Ryley Walker

Nighthawk

Bislang gelangen dem Chicagoer Gitarristen und Songwriter Ryley Walker einige schöne Kombinationen aus britischem Folk à la Bert Jansch und amerikanischem Sixties-Jazz. Sein Album „Primrose Green“ stand im Zeichen der Blue-Note-Ästhetik, der Nachfolger „Golden Sings That Have Been Sung“ orientierte sich stärker in Richtung Impulse. Auf seinem neuen Opus „Deafman Glance“ (Dead Oceans/Cargo) beschreitet er neue Wege, ohne die alten zu verlassen.

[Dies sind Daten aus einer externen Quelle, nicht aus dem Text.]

PR #1133, opened 2023-07-18
Fix cache read and write input param types being generated incorrectly

### LINKED ISSUE #1129: Typescript types of variable inputs for cache read and write functions are incorrect
### Describe the bug

When using the Cache API, the requested variables for the query in `Cache.read` or `Cache.write` correspond to the `$result` type (instead of `$input`), which gives an error when using Typescript

Printscreen of the error:

Screenshot 2023-07-11 at 16 21 38

### Severity

annoyance

1. Make sure you have a query that requires variables to be passed through, and that you are using Typescript
2. Use one of the Cache API methods: `write` or `read`
3. When passing the variables to that function, you'll see a type error

### Reproduction

_No response_

SeppahBaws:
Fixes #1129 

The type definition of QueryInput used QueryValue, which resulted into it becoming `MyQuery$result`, instead of the expected `MyQuery$input`.

I'm not 100% sure how to write a proper test for this, suggestions welcome 🙂 

### DIFF
--- a/packages/houdini/src/runtime/public/types.ts
+++ b/packages/houdini/src/runtime/public/types.ts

Riley Walker (Foto: Evan Jenkins)

Schon bei den ersten Takten des Openers „In Castle Dome“ fällt auf, dass Ryley Walker einer neuen Dramaturgie folgt. Die Stimmung ist introvertiert bis gedrückt. Die neun Tracks beschreiben lineare Pfade durch Klanglandschaften, auf denen sich seine Texte wie demütig vorgetragene Gedankenketten ausbreiten. Schreitet man dann von Song zu Song durch das Album, erweist sich die CD zunächst als ungleich schwerer zugänglich als ihre beiden Vorgänger. In ihrer Gesamtheit erinnert sie an das Schloss von Dornröschen, dessen Barrieren man erst bezwingen muss, um sich das Innere zu erschließen, dessen Schätze reichen Lohn versprechen. Obwohl Walker keinen konkreten Jazzvorbildern folgt, ist die Gesamtanmutung von „Deafman Glance“ doch viel jazziger als zuvor.

„Auf den beiden letzten Platten ging ich viel planvoller vor“, vergleicht Walker. „Da hatte ich die Songs schon seit Monaten live ausprobiert und wusste genau, was im Studio passieren soll. Diesmal hatte ich überhaupt nichts in der Hand. Ich wusste nur: Ich will eine neue Platte machen. Deshalb hat es so lange gedauert, bis ich in die Gänge kam. Meine einzige Vorgabe bestand darin, mich ein Stück weit von dem Folksound der früheren CDs zu entfernen. Ich wollte mehr meine eigene Persönlichkeit repräsentieren.“

Walker ist seit jeher bekannt für seine enge Verbindung zur Chicagoer Improv-Szene um Ken Vandermark, Fred Lonberg-Holm, Josh Abrams, Michael Zerang oder Frank Rosaly. Nach „Golden Sings“ hatte er sich diesem Biotop noch viel intensiver verschrieben und wollte diese Stimmung auf der neuen CD einfangen. „Deafman Glance“ ist sicher keine Improv-CD, aber so unvermittelt, wie da Elemente von klassischem Songwriting, Seventies-Jazz-Sounds, hartem Gitarrenrock, Ambient-Drones sowie freien Kollektivimprovisationen aufeinanderprallen, erinnert das zumindest stark an die musikalische Offenheit von Chicago um die Jahrtausendwende.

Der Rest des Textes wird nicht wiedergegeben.